Hi, and welcome to this class,

where we will see you on how to optimize

the implementation of our kernel in

order to efficiently use

the available resources on our target FPGA.

In particular, we will discuss

the loop unrolling optimization.

Let's come back to our vector some example that has

been introduced in the interface optimization classes.

The code version that you see here has

already some interface optimizations applied to it.

In particular, the code already

exploits bus data transfer and we leverage on

local memories in order to read the operands and

store the results of our floating point additions.

The code of our kernel,

resides in the loop labeled as sum_loop.

Here we iterate over the n elements of

our vectors and iteratively perform the additions.

Looking again at our synthesis reports,

we can see that each iteration of

our sum_loop takes 10 cycles.

Since the loop needs 1,024 iterations,

the overall latency for computing

the loop is 10,240 cycles.

Noted that the number of loop iterations is referred as

trip count within the Vivado HLS performance reports.

To understand why we need 10 cycles for each iterations,

we can look at the analysis report.

Here, we can see that two cycles are needed to load in

parallel the operands from arrays local A and local B.

Seven cycles are required to

perform the floating point addition.

And finally, one cycle is

needed for storing back the results into array local res.

Is there any way to reduce

the overall latency of

the loop and achieve higher performance?

Well, likely the answer is yes.

We will now look into

two different optimization directives

namely loop unrolling and loop pipe lining.
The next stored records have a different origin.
PR #1077, opened 2021-02-27
Present set theory as type theory with one type

VincentSe:
This pull request explains that the 2 layers of set theory come from the unique type available there: set.

### DIFF
--- a/preliminaries.tex
+++ b/preliminaries.tex
@@ -11,11 +11,11 @@ However, it behaves differently from set theory in several important ways, and t
 Explaining these differences carefully requires us to be more formal here than we will be in the rest of the book.
 As stated in the introduction, our goal is to write type theory \emph{informally}; but for a mathematician accustomed to set theory, more precision at the beginning can help avoid some common misconceptions and mistakes.
 
-We note that a set-theoretic foundation has two ``layers'': the deductive system of first-order logic,\index{first-order!logic} and, formulated inside this system, the axioms of a particular theory, such as ZFC.
+Informally, there is only one type in set theory: set. According to set theory the natural number 2 is a set, the real exponential function is a set, and a line in euclidean space is also a set. All mathematical objects are interpreted as sets, except propositions and proofs.
+To accomodate propositions, a set-theoretic foundation has two ``layers'': the deductive system of first-order logic,\index{first-order!logic} and, formulated inside this system, the axioms of a particular theory, such as ZFC.
 Thus, set theory is not only about sets, but rather about the interplay between sets (the objects of the second layer) and propositions (the objects of the first layer).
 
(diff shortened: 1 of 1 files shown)


DanGrayson:
I think I can see why this rephrasing has been proposed, but the new version has its own problems.

"All mathematical objects are interpreted as sets, except propositions and proofs."  

In set theory, we don't think of propositions and proofs as mathematical objects.

"By contrast, having different types allows to reintegrate propositions and proofs into the same layer as the other mathematical objects."

It should be stated that we are contrasting type theory with set theory.

The phrase "different types" conveys no more information than the phrase "types", because "types" is plural.

The use of "reintegrate" rather than "integrate" implies that propositions and proofs were formerly (before ZFC) part of the same layer as the mathematical objects.

The verb "allows" is transitive and takes an object.

Saying "as the other mathematical objects" here implies that propositions and proofs are mathematical objects.

"The number 2 becomes of type ``natural number'', the Pythagorean theorem of type ``proposition'' and its proof of type ``Pythagorean theorem''. Therefore type theory is its own deductive system: it need not be formulated inside any superstructure, such as first-order logic."

Using "therefore" here is a bit too strong -- it sounds like something is being proven, but rather, the conclusion is just being illustrated.  The original version put that concluding statement first, so it sounds more forceful.

mikeshulman:
> I think I can see why this rephrasing has been proposed

I can't.  What are you trying to achieve here?

awodey:
I don’t think the original is in need of improvement, and anyway this is not an improvement.

VincentSe:
The aim of this pull request is to ease the transition from set theory to type theory for classical mathematicians. I agree with all @DanGrayson remarks and can integrate them in the PR.

mikeshulman:
But exactly what difficulty have you encountered in that transition that you are trying to ease?

VincentSe:
I hear from classical mathematicians that type theory is so different from set theory that they don't even try to read it. Albeit simplified, presenting set theory as a type theory with just one type seems a powerful motive to switch to type theory. Even more so by showing that the logical layer in set theory was just a backdoor to bring back propositional types. In other words, classical mathematicians wanted types, but they didn't know it.

mikeshulman:
Why don't you write a little note or blog post of your own explaining that point of view?

VincentSe:
Well, probably for the same reason that you and others wrote the HoTT book, instead of writing scattered blog posts about HoTT.

telephon:
As far as I can tell, in ZFC-style set theory, there is no such thing as a type. Sets are not even explicitly defined. I would find it rather misleading to say that no type is the same as one single type.

awodey:
A good place for this sort of discussion is homotopytypetheory@googlegroups.com, or in the comments following a blog post on homotopytypetheory.org, or on the new HoTT Zulip.  But not in the HoTT book, which - except for typos and corrections of proofs - is pretty settled.

PR #1078, opened 2021-04-01
Udate Lulu.com book dimensions.

andrejbauer:


mikeshulman:
Why did the dimensions need to change?

Issue #1074, opened 2021-02-09
Example 9.1.15: every isomorphism is an identity?


giorgio93p:
I have trouble understanding what is meant by 

> If A is a category, then A_0 is a set if and only if for any a, b : A_0 , the type a ≅ b
> is a mere proposition. This is equivalent to saying that every isomorphism in A is an identity;
https://github.com/HoTT/book/blob/a0040d8c075d033f748508b09728fe6869ecc60d/categories.tex#L204

What does it mean for an isomorphism `f : a ≅ b` to _be_ an identity? Of course, it can't be equal to an identity in general, since an identity would have a different type altogether, e.g. `a ≅ a` (and `a`, `b` may not be judgementally equal). However, if we interpret "being an identity" as "being able to be transported to an identity", then this is true for isomorphisms in all categories, by equation (9.1.10) (setting `p` to be `refl_a` and `q` to be `isotoid(f^-1)`).

As an example, consider the discrete category on the interval type. In what sense is `seg` an identity?

mikeshulman:
Maybe it would be better to say "every *automorphism* is an identity".

DanGrayson:
Maybe expand that to "every automorphism is an identity arrow".

mikeshulman:
Sure.

PR #1097, opened 2022-01-24
Fix issue #1074

giorgio93p:
This PR fixes issue https://github.com/HoTT/book/issues/1074

### DIFF
--- a/errata.tex
+++ b/errata.tex
@@ -761,7 +761,7 @@ While the page numbering may differ between copies with different version marker
   % Chapter 9
   %
   \cref{ct:gaunt}
-  & merge of 1093602
+  & % merge of 1093602
   & Stating that every isomorphism is an identity is not very accurate (consider the discrete category on the interval type): a more accurate statement is that every automorphism is an identity arrow. Notice that for precategories, this property must be combined with skeletality for the equivalence to hold.\\
   %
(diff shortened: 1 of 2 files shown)


mikeshulman:
Thanks!  But now that I look at this change in context, I think the second clause of this sentence also needs changing.  I'm not sure exactly what it should say, but "skeletality" doesn't really make sense for (univalent) categories in HoTT, while the statement "every automorphism is an identity" when interpreted in classical mathematics doesn't imply skeletality.  What about something like

> Given that A is a category, this is equivalent to saying that every automorphism in A is an identity arrow.  On the other hand, if A is a precategory such that A_0 is a set, then A is a category precisely if it is skeletal (any two isomorphic objects are equal) *and* every automorphism is an identity arrow.  Categories of this sort are sometimes called **gaunt** [BSP11].  The classical notion of "skeletal category" does not really generalize well beyond the case when A_0 is a set, unless one considers Definition 9.1.6 itself to be such.

errata.tex
```diff
@@ -760,6 +760,10 @@
   %
   % Chapter 9
   %
+  \cref{ct:gaunt}
+  & merge of 1093602
```
mikeshulman, line 764:
```suggestion
  & % merge of 1093602
```

PR #1098, opened 2022-02-23
github actions to replace travis script

Alizter:
Hopefully this fixes the nightly builds

### DIFF
--- a/.github/workflows/ci.yml
+++ b/.github/workflows/ci.yml
@@ -45,7 +45,10 @@ jobs:
           texlive-science \
           texlive-metapost \
           texlive-xetex
-
+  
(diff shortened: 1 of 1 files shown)


mikeshulman:
Hooray!  Thanks.  Is there any way to test this aside from merging it and seeing what happens?

Alizter:
I would have to modify the scripts since they are checking that HoTT/book is the branch. However, we can probably run the PR here. When you click on the "Actions" tab next to Pull Requests do you see a way to enable it?

mikeshulman:
I don't see any button to run the action, or any way to enable it that isn't already enabled.  But merging it is probably ok.

PR #1099, opened 2022-02-25
Use OAUTH_TOKEN from github repo

Alizter:
I have made a secret in this repo called OAUTH_TOKEN that the Github actions workflow will use. It currently contains my personal access token so when "HoTT Bot" tries to push in the scripts, it will be pushing using my authentication.

### DIFF
--- a/.github/workflows/ci.yml
+++ b/.github/workflows/ci.yml
@@ -27,6 +27,7 @@ jobs:
       UPDATE_ERRATA: ${{ matrix.update_errata }}
       UPDATE_NIGHTLIES: ${{ matrix.update_nightlies }}
       TARGETS: ${{ matrix.targets }}
+      OAUTH_TOKEN: ${{ secrets.OAUTH_TOKEN }}
 
     steps:
       # Install texlive and other deps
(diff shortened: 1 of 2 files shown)


Alizter:
Don't merge just yet something went wrong.

Alizter:
Alright rerunning worked. No idea what went wrong so probably just a networking issue.

favonia:
Theoretically, the access token built in GitHub Actions should be sufficient.

favonia:
Hi @Alizter, after extensive testing I came to the conclusion that we probably don't need your personal token. Also, I am rewriting these scripts from scratch, and wonder if you have any suggestions. The first PR of the effort is #1104.

Alizter:
I'm glad that you got it working. :-) I don't have any other suggestions. How did you avoid the use of a personal token? Also we can close this PR if you like.

favonia:
> @favonia I'm glad that you got it working. :-) I don't have any other suggestions. How did you avoid the use of a personal token? Also we can close this PR if you like.

1. GitHub Actions is equipped with a useful token by default. No need to use yours unless necessary (e.g., if you want to commit changes to _another_ repository). [Here is the documentation.](https://docs.github.com/en/actions/security-guides/automatic-token-authentication#about-the-github_token-secret)
2. There might be other things in the existing scripts that might prevent your attempts from working.

Issue #1096, opened 2021-11-23
errata marking script broken?


mikeshulman:
Commit 2b9a7ef86 added an erratum with the correct syntax, but it doesn't seem to have been marked by the script.  Is the errata-marking script still running automatically?

(Separately, commit 518e3a95a9 added an erratum with incorrect syntax -- the comment character is missing.)

JasonGross:
I believe Travis is no longer a good option for CI for open source projects (see, e.g., [this blog post](https://earthly.dev/blog/migrating-from-travis/)), and if you want an open source project to run on them you need to pester them every so often to get them to give you more CI minutes.  I'd suggest that we port the CI scripts to GitHub actions.

JasonGross:
It looks like CI has not run since 1ac94087575f3aee19dcecc88ecdea2ba9170ca6 in February

mikeshulman:
Porting to github actions would be great.  Is anyone here able to do it?

JasonGross:
I can probably do it, if I find time.  The most non-obvious bit is figuring out what secret is encoded at https://github.com/HoTT/book/blob/1fc7194b9c9654c6d2c1299933403443467ff494/.travis.yml#L27-L29
(I think it's used for pushing the updated ebook to the wiki/gh-pages?) and either adding the underlying secret to https://github.com/HoTT/book/settings/secrets/actions or else generating a new secret and setting that up.

mikeshulman:
Any progress on this?  It's possible that secret has to do with updating the saunders server at cmu, which is supposed to include links with constant names to the files with varying names on the nightly build pages.

JasonGross:
Sorry, it fell off my todo list.  I'll try to get to this in the next couple of days.

mikeshulman:
Any progress?  It would be nice to have the rest of the CI working as well, e.g. the download links at homotopytypetheory.org/book are also broken and the nightly build page is out of date.

PR #1102, opened 2022-03-13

If we take a closer look to our original code,

we can clearly see that

all the iterations of

the loop are independent from each other.

Indeed, each addition is

done on different elements of the input arrays,

and it is stored on different elements

of the output array.

Hence, would it be possible to perform

multiple additions in parallel on different elements?

The answer is again yes.

And the way to achieve it is by unrolling the loop.

Loop unrolling effectively means unrolling

the loop iterations so that

the number of iteration of the loop reduces,

and the loop body performs extra computation.

This technique allows to expose

additional instruction level parallelism that

Vivado HLS can exploit

to implement the final hardware design.

In this example, we have manually

unrolled our sum loop by a factor of two.

As you can see, the variable i increments with step two,

hence effectively reducing the number of

loop iteration from 1,024 to 512.

On the other hand, each loop iteration

perform two additions instead of one.

The same optimization can also be expressed in

a much more convenient way by

using the HLS UNROLL pragma.

The pragma must be placed directly

within the loop that we wish to unrol.

The pragma also allows us to specify

the unrolling factor by which we want to unroll our loop.

Notice that the unrolling factor can be

any number from two up to

the number of iteration of the loop.

If the factor parameter is not specified,

Vivado HLS will try to completely unroll the entire loop.

However, this can be achieved

only if the number of iteration is constant,

and not dependent on dynamic failure computed

within the function. All right.

Let us now see what is the effect of our optimization.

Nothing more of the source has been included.